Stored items
PR #684, opened 2024-08-15
Gpu config api

at88mph:
- Configurable GPU using `gpu-count:<gpu-vendor>`
  - Set the `NVIDIA_CUDA_MAJOR_VERSION` environment variable in User Sessions from querying Kubernetes 
- Cleanup to prevent needing to modify each job launch file each time using a single template
- Added lookup for `SKAHA_SERVICE_ID` environment variable locally for integration tests to run


skaha/src/main/java/org/opencadc/skaha/session/PostAction.java
```diff
@@ -620,17 +623,24 @@ public void createSession(String type, String image, String name, Integer cores,
         jobLaunchString = setConfigValue(jobLaunchString, SOFTWARE_LIMITS_CORES, cores.toString());
         jobLaunchString = setConfigValue(jobLaunchString, SOFTWARE_LIMITS_RAM, ram + "Gi");
         jobLaunchString = setConfigValue(jobLaunchString, SOFTWARE_LIMITS_GPUS, getGPUResourceLimit(gpus));
+
+        try {
+            final int majorNVIDIACUDAVersion = CommandExecutioner.getMajorNvidiaCudaGPUVersion();
+            jobLaunchString = setConfigValue(jobLaunchString, SOFTWARE_GPU_NVIDIA_CUDA_MAJOR_VERSION, Integer.toString(majorNVIDIACUDAVersion));
```
brianmajor, line 628: Users already have access to the GPU version through their software, but this may be useful, not sure.

The general idea is to allow users to land on the right GPU (brand, version, gpu-core count).  I think the ideas from ExecutionBroker are useful here and will help us align with that potential integration. 

We currently expose at /context the content of k8s-resources.  So this is just a static config reflecting the underlying capabilities of the cluster.  Ideally, those values should come from the cluster instead.  However, that is probably beyond the scope of this story.  Also beyond the scope is adding the 'brokering' part of client interaction.

So I think, for now at least, the story is to simply let users specify, through API params, those 3 gpu conditions.  I haven't gone through this whole PR yet but I'm guessing that a lot of that is already there.  Let's chat about it tomorrow.

at88mph: Thanks.  According to [CADC-13476](https://cadc-ccda.atlassian.net/browse/CADC-13476), we wanted the Major CUDA version supplied.  This way scripts can look it up.

Also, there should be two (2) parameters specified; the `gpu-type` and the `gpus` (count) parameter.

deployment/helm/skaha/skaha-config/launch-carta.yaml
```diff
@@ -39,18 +39,7 @@ spec:
...
-        - name: skaha_username
-          value: "${skaha.userid}"
-        - name: skaha_sessionid
-          value: "${skaha.sessionid}"
-        - name: HOME
-          value: "${SKAHA_TLD}/home/${skaha.userid}"
-        - name: PWD
-          value: "${SKAHA_TLD}/home/${skaha.userid}"
-        - name: OMP_NUM_THREADS
-          value: "${software.requests.cores}"
```
brianmajor: Hi @at88mph - I'm not sure that moving these from the yaml files to the helm config is valuable, since they are specific to this very spot.  It kind of aligns with the point @rptaylor made in the multiple-mounts PR.  #681 .

at88mph: OK, done.  The `common` definition is still there as it relieves the necessity of changing every Job file each time.

at88mph:
PR is too far out of date.  Closing for now.

PR #227, opened 2025-04-08
MWPW-170896: Heading for rte-field

st-angelo-adobe:
Resolves: [MWPW-170896](https://jira.corp.adobe.com/browse/MWPW-170896)

Test URLs:
- After: https://mwpw-170896--mas--adobecom.aem.live/studio.html

### DIFF
--- a/studio/src/rte/rte-field.js
+++ b/studio/src/rte/rte-field.js
@@ -232,7 +232,9 @@ class RteField extends LitElement {
                 div.ProseMirror-focused
                     span[is='inline-price'].ProseMirror-selectednode,
                 div.ProseMirror-focused a.ProseMirror-selectednode,
-                div.ProseMirror-focused a.ProseMirror-selectednode {
+                div.ProseMirror-focused a.ProseMirror-selectednode,
+                div.ProseMirror-focused
+                    p[class^='heading-'].ProseMirror-selectednode {
                     outline: 2px dashed var(--spectrum-global-color-blue-500);
                     outline-offset: 2px;
                     border-radius: 16px;
@@ -247,6 +249,18 @@ class RteField extends LitElement {
                     clip: rect(0, 0, 0, 0);
                     white-space: nowrap;
                     border: 0;
+                }
+
+                .heading-icon {
+                    display: flex;
+                    justify-content: center;
+                    align-items: center;
+                    font-weight: bold;
+                    font-size: 20px;
+                }
+
+                p[class^='heading-'] {
+                    font-weight: bold;
                 }
             `,
             prosemirrorStyles,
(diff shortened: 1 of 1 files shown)


bozojovicic (approved):

yesil (commented):
Cloud you please add a test case to studio/test/rte/rte-field.test.html ?

studio/src/rte/rte-field.js
```diff
@@ -323,7 +335,22 @@ class RteField extends LitElement {
...
-        let nodes = basicNodes.addToStart('inlinePrice', {
+
+        let nodes = basicNodes
+            .remove('heading')
+            .addBefore('code_block', 'heading', {
+                content: 'inline*',
+                group: 'block',
+                defining: true,
+                attrs: { class: { default: null } },
+                parseDOM: [{ tag: 'p[class^="heading-"]' }],
```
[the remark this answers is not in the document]
yesil: actually, maybe not, if it works as a node, let's keep it :)

studio/src/rte/rte-field.js
```diff
@@ -326,10 +359,25 @@ class RteField extends LitElement {
...
 
     #initEditorSchema() {
-        const basicNodes = this.list
+        let nodes = this.list
             ? addListNodes(schema.spec.nodes, 'paragraph block*', 'block')
             : schema.spec.nodes;
-        let nodes = basicNodes.addToStart('inlinePrice', {
+
+        if (this.styling) {
+            nodes = nodes.remove('heading').addBefore('code_block', 'heading', {
```
yesil, line 367: do you need to remove headings? I believe this is the true headings (h1-h6) and we don't need to really remove tem. Although we do not let them to be authorable via RTE.
I would call your node type something different than `heading` to avoid collision. 
isn't this supported to be MAS Styling extension?

st-angelo-adobe: Actually I didn't have to yes, especially since I repurposed the node to be more generic, `styling`. So I changed this.

Also, you were right about the `p` tags 😄  I noticed after saving, when I would re-open the editor, the styled tags would just turn into normal `p` tags. That's because I added my custom node AFTER the `paragraph` block, and the simple `p` selector would just catch all my styled elements. 
So I just changed the tag to `span` => this means in Milo I'll have to add a `display: block`, but I think that's not a big deal.

I also merged the [promo-text](https://github.com/adobecom/mas/pull/234) PR into this, just to have all the changes here.

st-angelo-adobe: [Here](https://mwpw-164498--milo--adobecom.aem.page/libs/features/mas/docs/plans.html) is an example of a link styled with `heading-xs`. The last card on the page, the phone link.

yesil: >hey just apply to the whole paragrapth they're part of
I agree, it makes sense, thanks.

yesil (approved):

st-angelo-adobe:
@yesil @bozojovicic I made some changes, may be worth to take another look. Basically instead of a node, there's a `styling` mark, and in the case of headings and promo text, it's being simply rendered with `display: block`. They also override eachother, so you can't stack them. For example, when applying `heading-s`, all the other styling(!) marks in the selection are removed first.
Obviously in the future there might be `styling` marks that aren't blocks, and can be stacked, but for now, this is the logic.

@afmicka unless other comments pop up this can be tested

afmicka:
@st-angelo-adobe If you apply the style to the text, and lets say i clicked the wrong one, so when i apply again the new style to the same text, It duplicates all the fields on the card. Could you look into that?

Screenshot 2025-05-05 at 14 27 42

PR #273, opened 2025-05-27
MWPW-172123 card titles must use H3 tag, for a11y

bozojovicic:
For a11y reasons card titles must be `<h3>` instead of `<P>`.
This is done with Milo PR https://github.com/adobecom/milo/pull/4247
For students cards the secondary headers must use `<h4>`.
These headers are authored in MAS so with this change RTE will generate headers with ARIA attributes like
`<p><span class="heading-xs" role="heading" aria-level="4">Heading XS</span></p>`
For a11y this is the same as `<h4>Heading XS</h4>` with no need to adjust the CSS.

Screenshot 2025-05-27 at 09 23 13

Screenshot 2025-05-27 at 09 20 39

Resolves https://jira.corp.adobe.com/browse/MWPW-172123

Test page `mwpw-172123--mas--adobecom.aem.live/studio.html?milolibs=mwpw172123--milo--bozojovicic#page=content&path=sandbox&query=799924c4-5eca-4c09-a5e7-d58a76a41add`

Test URLs:
- After: https://mwpw-172123--mas--adobecom.aem.live/


Axelcureno (approved):

Roycethan:
@bozojovicic if a perticular style is selected using brush icon in the next visit editor doesn't highlight which style is selected...
for us we can inspect and find out but for GWPs it might be difficult to see:
image
https://mwpw-172123--mas--adobecom.aem.live/studio.html?milolibs=mwpw172123--milo--bozojovicic#page=content&path=sandbox&query=799924c4-5eca-4c09-a5e7-d58a76a41add

Also a if possible a tip saying what style is correponds to H1...H6 would be helpful - Nice to have but not in scope of this PR ..

bozojovicic:
@Roycethan highlights added
Screenshot 2025-06-09 at 12 56 00
Even if you select multiple lines of text where different styles are applied, all of them will be highlighted.
You don't need to select the text. It's enough to position the cursor to the styled text.

PR #289, opened 2025-06-09
MWPW-173772 enable collection placeholders

npeltier:
- add placeholder mapping for collection in settings (for now only plans, but later we'll have values depending on variant / tags),
- replace now consider a context dictionary to be merged with a general one,
- unit tests

Resolves (partially) https://jira.corp.adobe.com/browse/MWPW-173772

Test URLs:
- After: https://MWPW-173772--mas--adobecom.aem.live/


3ch023 (approved):

io/www/src/fragment/settings.js
```diff
@@ -1,3 +1,34 @@
+const COLLECTION_MODEL_ID =
+    'L2NvbmYvbWFzL3NldHRpbmdzL2RhbS9jZm0vbW9kZWxzL2NvbGxlY3Rpb24';
+
+function applyCollectionSettings(context) {
+    context.body.placeholders = {
```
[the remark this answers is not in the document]
npeltier: at this stage it does, yes (the only cases where body does not exist are errors that would have cut the pipeline before)

io/www/src/fragment/settings.js
```diff
@@ -1,3 +1,34 @@
...
+        resultMobileText: '{{coll-result-mobile-text}}',
+        resultsMobileText: '{{coll-results-mobile-text}}',
+        searchResultText: '{{coll-search-result-text}}',
+        searchResultsText: '{{coll-search-results-text}}',
+        searchResultMobileText: '{{coll-search-result-mobile-text}}',
+        searchResultsMobileText: '{{coll-search-results-mobile-text}}',
+        noSearchResultsText: '{{coll-no-search-results-text}}',
+        showMoreText: '{{coll-show-more-text}}',
+    };
+    context.dictionary = {
```
yesil, line 24: can `dictionary` be baked in frontend code? Are they going to be ever updated via authoring somehow?

yesil (approved):

io/www/src/fragment/settings.js
npeltier: i don't think they should, this is dev to dev kind of thing: tech {{ }} placeholder gives tech <span> placeholder that our own code uses.

yesil: above, are you reference to `dictionary` as tech placeholders?

npeltier: yes, because those entries are in dictionnary _before_ we fetch entries from user (odin)

PR #323, opened 2025-07-15
MWPW-176249: Fix missing addon placeholders in the card editor

st-angelo-adobe:
The problem was only the first 50 placeholders were being loaded (I believe that's the default limit). Meaning newer addon placeholders which were not part of the first 50 would not show up, even after getting published.

Resolves https://jira.corp.adobe.com/browse/MWPW-176249

- [ ] C3. Verify all Checks are green (unit tests, nala tests, psi)

Test URLs:

- After: https://mwpw-176249--mas--adobecom.aem.live/


3ch023 (approved):

3ch023:
> ok, this will turn into performance problem (or pagination ticket) quite soon, but i guess we can live with this for now.

right, pagination in sandbox already becomes a problem..

PR #351, opened 2025-09-02
Mwpw-174771: Mnemonics modal experience in Studio

Axelcureno:
Resolves https://jira.corp.adobe.com/browse/MWPW-174771

Test URLs:

- After: https://mwpw-174771--mas--adobecom.aem.live/


npeltier (changes requested):
Looks overall good to me 

1. can you please factorize nala function to do & check stuff with icon, so we don't have those 50 lines duplicated more or less all over the place?
2. when i go to a card, edit it and add a mnemnonic, i don't see the preview updated. It takes a save, refresh to see this icon. I guess this needs a fix

studio/src/fields/mas-mnemonic-modal.js
```diff
@@ -0,0 +1,407 @@
...
+    { id: 'substance-3d-stager', name: 'Substance 3D Stager' },
+    { id: 'substance-3d-painter', name: 'Substance 3D Painter' },
+    { id: 'substance-3d-sampler', name: 'Substance 3D Sampler' },
+    { id: 'substance-3d-designer', name: 'Substance 3D Designer' },
+    { id: 'substance-3d-assets', name: 'Substance 3D Assets' },
+    { id: 'stock', name: 'Stock' },
+    { id: 'fonts', name: 'Fonts' },
+    { id: 'color', name: 'Color' },
+    { id: 'capture', name: 'Capture' },
+    { id: 'incopy', name: 'InCopy' },
```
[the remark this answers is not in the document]
Axelcureno: I have switched the code to pull from AOS and sync with OST. LMK what you think about aos-products.js in my changes.

nala/studio/mnemonic-modal/tests/mnemonic-modal-simple.test.js
```diff
@@ -0,0 +1,88 @@
+import { expect, test } from '@playwright/test';
```
afmicka, line 1: @Axelcureno what is this test file exactly? It does not have corresponding spec files either but rather has cardid in the test file itself which does not follow our structure.

afmicka (commented):
@Axelcureno you will have to either refactor these Nala tests or remove them completely from this PR. We don't have a separate discard test/spec files anymore but rather add the discard step and validation at the end of each edit test. Please check all other tests, refactoring PR has been merged today. There are also changes in imports, before and after hooks, commons, setting the pages... If this PR is urgent, i advise to rather have Nala added as a separate jira/PR

Roycethan (commented):
@Axelcureno  
1) Is this new experience needed for in line mnemonics  of variants fries or simplified express ? they still have older modal... or do we have a different ticket address ?
2) Nala errors must be resolved.
3) The tooltip box is overlaping over the Edit mnemonic icon window 
https://mwpw-174771--mas--adobecom.aem.live/studio.html#page=content&path=sandbox&query=f6defd08-ed85-49fb-83ec-a84ad7298ffa
image
4) URL if its long its cutting off at right browser border- should flow to next line if window width is fixed
image

afmicka (changes requested):
@Axelcureno beside test comments bellow, given there are 2 ways to update the mnemonic on the card, would be good to have a test case for each method to make sure both are working. 

Also, when you choose the icon in the picker, the url in the second tab is not being updated with the new choice. That field is being updated only upon saving. The other way around works like that. If i update the url manually in the second tab, it automatically switches to the picker showing the correct new selection. Btw, should it switch the tab at all? what if the user wants to make additional changes and set the icon manually with all the fields?

Screenshot 2025-10-24 at 13 05 02
Screenshot 2025-10-24 at 13 05 16

cc: @markovicpredrag1209 @3ch023

Axelcureno:
> * https://mwpw-174771--mas--adobecom.aem.live/
I'll take care of all this. 

@afmicka About your last question. I don't see why a user would enter the same URL provided by the icon picker (it's counter intuitive), the whole point of the icon picker is to avoid having to do that, in a way it's a hint for the user saying: "No need to do that anymore, it's way easier now". And what other fields are you referring to? Both tabs only offer alt text and link URL (as current experience), nothing is missing between the two tabs.

nala/studio/commerce/fries/tests/fries_save.test.js
```diff
@@ -74,8 +75,6 @@ test.describe('M@S Studio Commerce Fries card test suite', () => {
 
                 // Validate mnemonic in editor and card
                 test.step('Validation-3: Validate edited mnemonic', async () => {
-                    const iconInput = await editor.iconURL.first();
-                    await expect(iconInput).toHaveValue(data.iconURL.updated);
```
afmicka: please don't just remove the checks in the editor (value check). We need those as well, not just the card preview. Could you please add the corresponding check here with the new mnemonic feature?

afmicka (approved):
thanks

npeltier (approved):

PR #358, opened 2025-09-05
Improve UX for search indicator

yesil:
After the first page is loaded, the main spinner is hidden and another spinner at the bottom of the page appears until the result fully loads.
Users will see the spinner at the bottom only if they scroll down and I think it is a good way to say that more result is coming.

Resolves https://jira.corp.adobe.com/browse/MWPW-180011

- [X] C5: you are ready to do a demo from Test Page in PR (bonus: write a working demo script that you'll use on Thursday, you can eventually put in your PR)
- [X] C.6 read your Jira one more time to validate that you've addressed all AC's and nothing is missing

Test URLs:

- After: https://mwpw-180011--mas--adobecom.aem.live/


st-angelo-adobe (approved):

3ch023 (approved):

yesil:
@Roycethan I think there is a misunderstanding, by first page, I'm referring to the first page of the search result which is paginated. Every time you go to content page, it will perform a search query which will yield a multi page result. As soon as the first page is shown to the user, the spinner will hide, and instead you will see it at the bottom of the result until the rest of the pages are loaded.

PR #362, opened 2025-09-11
MWPW-179803: Content browsing enhancement

st-angelo-adobe:
Resolves https://jira.corp.adobe.com/browse/MWPW-179803

Test URLs:

- After: https://mwpw-179803--mas--adobecom.aem.live/


3ch023:
unfortunately for now postponed

PR #368, opened 2025-09-16
MWPW-177244: Copying a fragment from one surface folder to another

Axelcureno:
Let's the user copy fragments into NALA or Sandbox folders for speeding development.

Resolves https://jira.corp.adobe.com/browse/MWPW-177244

Test URLs:

- After: https://mwpw-177244--mas--adobecom.aem.live/


nala/studio/folder-copy/folder-copy-ui.test.js
```diff
@@ -0,0 +1,126 @@
...
+            expect(nameInputVisible).not.toBeNull();
+
+            // Check that dialog wrapper exists with confirm/cancel buttons
+            const dialogWrapper = await studio.getCopyDialogElement('sp-dialog-wrapper');
+            expect(dialogWrapper).not.toBeNull();
+
+            // Cancel the dialog using the cancel event on the dialog wrapper
+            await page.evaluate(() => {
+                const toolbar = document.querySelector('mas-toolbar');
+                let dialog = null;
```
mirafedas, line 91: Nit: we can shorten this a little:
```
const dialog = toolbar?.shadowRoot?.querySelector('mas-copy-dialog') 
?? document.querySelector('mas-copy-dialog');
if (dialog?.shadowRoot) { ... }
```

mirafedas (approved):

studio/src/mas-copy-dialog.js
```diff
@@ -0,0 +1,425 @@
...
+        );
+
+        if (!copiedFragment) {
+            throw new Error('Copy operation completed but could not retrieve copied fragment');
+        }
+
+        return copiedFragment;
+    }
+
+    async handleSubmit() {
```
yesil: during the copy, can you unset originalId, it might create invalid cross surface references which can be hard to troubleshoot.

yesil (changes requested):

studio/src/mas-copy-dialog.js
```diff
@@ -335,7 +333,7 @@ export class MasCopyDialog extends LitElement {
     close() {
         this.dialog.open = false;
         this.dispatchEvent(
-            new CustomEvent('dialog-closed', {
+            new CustomEvent('cancel', {
```
yesil: why do you need to dispatch this event?

npeltier:
@afmicka @Axelcureno 
1. yes should be the name, not the title as it seems to be now
2. i guess either is fine for now
3. i guess that's fine as well (maybe a problem later with promotions)
4. would be great to have this feature for promotions, yes

npeltier:
checked with @afmicka and the problematic part is the modal when copying, we should not propose another name or name field at all, just title. And probably not show the path either as it's not things we are used to expose to users.
I remember having asking you something like this as a potential workaround with variations, but it appears we don't need it anymore

PR #370, opened 2025-09-18
MWPW-180733 [mas/io] introduce init steps

npeltier:
- migrated from commonJS to ES6 as later was becoming complicated,
- every  now is an object with process & name, and sometimes init method,
- pipeline & fragment client are checking at beginning if they can call init for each transformer,
- replace has an init method that _if_ we have a dictionary id already stocked, triggers dictionary fetch

Resolves https://jira.corp.adobe.com/browse/MWPW-180733 

Test URLs:

-


io/www/src/fragment/replace.js
```diff
@@ -72,19 +74,33 @@ function replaceValues(input, dictionary, calls) {
     return replaced;
 }
 
+async function init(context) {
+    return new Promise(async (resolve) => {
+        //we fetch dictionary at this stage only if id has already been cached
+        //because we can't now surface of fragment *before* first fetch
```
3ch023, line 80: typo: we can't know

io/www/src/fragment-client.js
```diff
@@ -31,13 +33,21 @@ async function previewFragment(id, options) {
         api_key: 'n/a',
         locale,
     };
-    for (const transformer of [fetchFragment, translate, settings, replace, corrector]) {
+
+    for (const transformer of PIPELINE) {
+        if (transformer.init) {
+            context.transformer = `${transformer.name}-init`;
+            context.promises = context.promises || {};
+            context.promises[transformer.name] = transformer.init(context);
```
3ch023, line 41: do we await these promises somewhere?

io/www/src/fragment/replace.js
```diff
@@ -72,19 +74,33 @@ function replaceValues(input, dictionary, calls) {
...
+        const dictionary = context.dictionaryId ? await getDictionary(context) : null;
```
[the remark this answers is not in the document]
npeltier: if you look at getDictionary it checks a dictionary presence from the promises, if not compute it, so in that case it will pull id, then dictionary, in sequence, so that request will be slow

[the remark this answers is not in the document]
npeltier: it will! see l91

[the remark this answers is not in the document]
npeltier: and l95 :-)

io/www/src/fragment/pipeline.js
```diff
@@ -115,9 +108,19 @@ async function mainProcess(context) {
         context = { ...context, translatedId, dictionaryId };
     }
 
-    for (const transformer of [fetchFragment, translate, settings, replace, wcs, corrector]) {
-        /* istanbul ignore next */
+    for (const transformer of PIPELINE) {
+        if (transformer.init) {
+            const initContext = structuredClone(context);
```
3ch023, line 113: we can add a comment, smthg like
'structuredClone  to prevent init from modifying context'

io/www/src/fragment/replace.js
```diff
@@ -72,19 +74,33 @@ function replaceValues(input, dictionary, calls) {
     return replaced;
 }
 
+async function init(context) {
```
3ch023, line 77: seems like it doesnt need to be async

io/www/src/fragment/replace.js
3ch023:
```suggestion
        // if dictionaryId is present in cache - early load dictionary
        // if nothing in cache - disctionaryId and disctionary itself will be loaded later, during process
```

npeltier: typo: dictionaryId :-p

io/www/src/fragment/common.js
```diff
@@ -1,8 +1,8 @@
-const fetch = require('node-fetch');
-const { transformBody } = require('./odinSchemaTransform.js');
+import fetch from 'node-fetch';
```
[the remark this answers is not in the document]
npeltier: well, does not work :-) leaving it, and will figure this out later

**What you need to do**
Of the entries above, repeat exactly the lines from the line with "Screenshot 2025-10-24 at 13 05 02" through the line with "I'll take care of all this.", both of them included.

**Answer for the task**
Screenshot 2025-10-24 at 13 05 02
Screenshot 2025-10-24 at 13 05 16

cc: @markovicpredrag1209 @3ch023

Axelcureno:
> * https://mwpw-174771--mas--adobecom.aem.live/
I'll take care of all this. 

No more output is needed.